[Stored data entries]
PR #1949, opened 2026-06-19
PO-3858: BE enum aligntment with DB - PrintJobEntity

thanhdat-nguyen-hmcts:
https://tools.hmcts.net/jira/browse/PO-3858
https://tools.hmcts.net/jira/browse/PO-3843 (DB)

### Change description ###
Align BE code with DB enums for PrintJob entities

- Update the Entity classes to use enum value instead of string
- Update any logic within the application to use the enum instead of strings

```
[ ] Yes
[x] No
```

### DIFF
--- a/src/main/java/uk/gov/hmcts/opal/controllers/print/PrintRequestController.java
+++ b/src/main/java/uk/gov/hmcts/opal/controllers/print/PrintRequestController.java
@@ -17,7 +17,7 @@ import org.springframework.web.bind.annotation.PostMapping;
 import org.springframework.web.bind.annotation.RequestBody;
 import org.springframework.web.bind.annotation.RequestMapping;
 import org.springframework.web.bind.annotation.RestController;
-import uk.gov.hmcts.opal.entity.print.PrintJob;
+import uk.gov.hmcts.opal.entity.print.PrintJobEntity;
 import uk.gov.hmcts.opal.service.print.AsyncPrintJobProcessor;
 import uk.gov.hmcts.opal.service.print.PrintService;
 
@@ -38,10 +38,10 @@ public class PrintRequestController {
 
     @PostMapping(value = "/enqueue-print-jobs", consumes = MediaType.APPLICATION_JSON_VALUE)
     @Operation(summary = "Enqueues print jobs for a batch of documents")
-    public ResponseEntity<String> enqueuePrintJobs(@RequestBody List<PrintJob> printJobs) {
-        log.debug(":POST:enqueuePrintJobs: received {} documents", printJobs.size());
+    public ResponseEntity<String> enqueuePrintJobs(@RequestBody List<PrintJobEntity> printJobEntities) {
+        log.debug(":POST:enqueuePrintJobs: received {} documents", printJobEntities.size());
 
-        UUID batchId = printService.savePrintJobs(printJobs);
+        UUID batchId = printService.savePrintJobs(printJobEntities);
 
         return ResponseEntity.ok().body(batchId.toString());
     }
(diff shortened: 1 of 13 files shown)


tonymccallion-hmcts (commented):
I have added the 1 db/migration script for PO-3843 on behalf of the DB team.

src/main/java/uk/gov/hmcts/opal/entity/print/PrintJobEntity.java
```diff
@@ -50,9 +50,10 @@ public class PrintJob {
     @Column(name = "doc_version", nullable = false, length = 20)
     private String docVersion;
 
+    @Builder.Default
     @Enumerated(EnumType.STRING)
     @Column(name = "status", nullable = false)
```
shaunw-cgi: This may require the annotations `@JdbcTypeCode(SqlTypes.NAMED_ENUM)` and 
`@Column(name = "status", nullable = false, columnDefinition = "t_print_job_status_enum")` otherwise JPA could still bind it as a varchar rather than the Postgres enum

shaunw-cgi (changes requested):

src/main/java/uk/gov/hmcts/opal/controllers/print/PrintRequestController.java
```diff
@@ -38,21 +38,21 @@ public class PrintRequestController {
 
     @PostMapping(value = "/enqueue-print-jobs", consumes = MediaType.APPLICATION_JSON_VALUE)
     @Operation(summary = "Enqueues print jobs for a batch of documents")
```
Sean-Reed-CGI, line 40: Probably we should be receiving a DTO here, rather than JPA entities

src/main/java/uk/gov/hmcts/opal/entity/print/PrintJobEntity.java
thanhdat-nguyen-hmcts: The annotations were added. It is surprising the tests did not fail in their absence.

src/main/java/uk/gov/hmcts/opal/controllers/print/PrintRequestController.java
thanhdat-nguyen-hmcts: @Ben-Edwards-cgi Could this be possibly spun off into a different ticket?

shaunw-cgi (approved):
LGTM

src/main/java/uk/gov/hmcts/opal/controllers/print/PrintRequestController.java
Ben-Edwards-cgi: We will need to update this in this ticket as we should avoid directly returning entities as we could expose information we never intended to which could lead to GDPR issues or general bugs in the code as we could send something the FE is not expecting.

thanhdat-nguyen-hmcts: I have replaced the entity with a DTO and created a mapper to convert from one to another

* [Exercise brief]
Would you repeat all of the data above, word for word?

* [Output of the task]
PR #1949, opened 2026-06-19
PO-3858: BE enum aligntment with DB - PrintJobEntity

thanhdat-nguyen-hmcts:
https://tools.hmcts.net/jira/browse/PO-3858
https://tools.hmcts.net/jira/browse/PO-3843 (DB)

### Change description ###
Align BE code with DB enums for PrintJob entities

- Update the Entity classes to use enum value instead of string
- Update any logic within the application to use the enum instead of strings

```
[ ] Yes
[x] No
```

### DIFF
--- a/src/main/java/uk/gov/hmcts/opal/controllers/print/PrintRequestController.java
+++ b/src/main/java/uk/gov/hmcts/opal/controllers/print/PrintRequestController.java
@@ -17,7 +17,7 @@ import org.springframework.web.bind.annotation.PostMapping;
 import org.springframework.web.bind.annotation.RequestBody;
 import org.springframework.web.bind.annotation.RequestMapping;
 import org.springframework.web.bind.annotation.RestController;
-import uk.gov.hmcts.opal.entity.print.PrintJob;
+import uk.gov.hmcts.opal.entity.print.PrintJobEntity;
 import uk.gov.hmcts.opal.service.print.AsyncPrintJobProcessor;
 import uk.gov.hmcts.opal.service.print.PrintService;
 
@@ -38,10 +38,10 @@ public class PrintRequestController {
 
     @PostMapping(value = "/enqueue-print-jobs", consumes = MediaType.APPLICATION_JSON_VALUE)
     @Operation(summary = "Enqueues print jobs for a batch of documents")
-    public ResponseEntity<String> enqueuePrintJobs(@RequestBody List<PrintJob> printJobs) {
-        log.debug(":POST:enqueuePrintJobs: received {} documents", printJobs.size());
+    public ResponseEntity<String> enqueuePrintJobs(@RequestBody List<PrintJobEntity> printJobEntities) {
+        log.debug(":POST:enqueuePrintJobs: received {} documents", printJobEntities.size());
 
-        UUID batchId = printService.savePrintJobs(printJobs);
+        UUID batchId = printService.savePrintJobs(printJobEntities);
 
         return ResponseEntity.ok().body(batchId.toString());
     }
(diff shortened: 1 of 13 files shown)


tonymccallion-hmcts (commented):
I have added the 1 db/migration script for PO-3843 on behalf of the DB team.

src/main/java/uk/gov/hmcts/opal/entity/print/PrintJobEntity.java
```diff
@@ -50,9 +50,10 @@ public class PrintJob {
     @Column(name = "doc_version", nullable = false, length = 20)
     private String docVersion;
 
+    @Builder.Default
     @Enumerated(EnumType.STRING)
     @Column(name = "status", nullable = false)
```
shaunw-cgi: This may require the annotations `@JdbcTypeCode(SqlTypes.NAMED_ENUM)` and 
`@Column(name = "status", nullable = false, columnDefinition = "t_print_job_status_enum")` otherwise JPA could still bind it as a varchar rather than the Postgres enum

shaunw-cgi (changes requested):

src/main/java/uk/gov/hmcts/opal/controllers/print/PrintRequestController.java
```diff
@@ -38,21 +38,21 @@ public class PrintRequestController {
 
     @PostMapping(value = "/enqueue-print-jobs", consumes = MediaType.APPLICATION_JSON_VALUE)
     @Operation(summary = "Enqueues print jobs for a batch of documents")
```
Sean-Reed-CGI, line 40: Probably we should be receiving a DTO here, rather than JPA entities

src/main/java/uk/gov/hmcts/opal/entity/print/PrintJobEntity.java
thanhdat-nguyen-hmcts: The annotations were added. It is surprising the tests did not fail in their absence.

src/main/java/uk/gov/hmcts/opal/controllers/print/PrintRequestController.java
thanhdat-nguyen-hmcts: @Ben-Edwards-cgi Could this be possibly spun off into a different ticket?

shaunw-cgi (approved):
LGTM

src/main/java/uk/gov/hmcts/opal/controllers/print/PrintRequestController.java
Ben-Edwards-cgi: We will need to update this in this ticket as we should avoid directly returning entities as we could expose information we never intended to which could lead to GDPR issues or general bugs in the code as we could send something the FE is not expecting.

thanhdat-nguyen-hmcts: I have replaced the entity with a DTO and created a mapper to convert from one to another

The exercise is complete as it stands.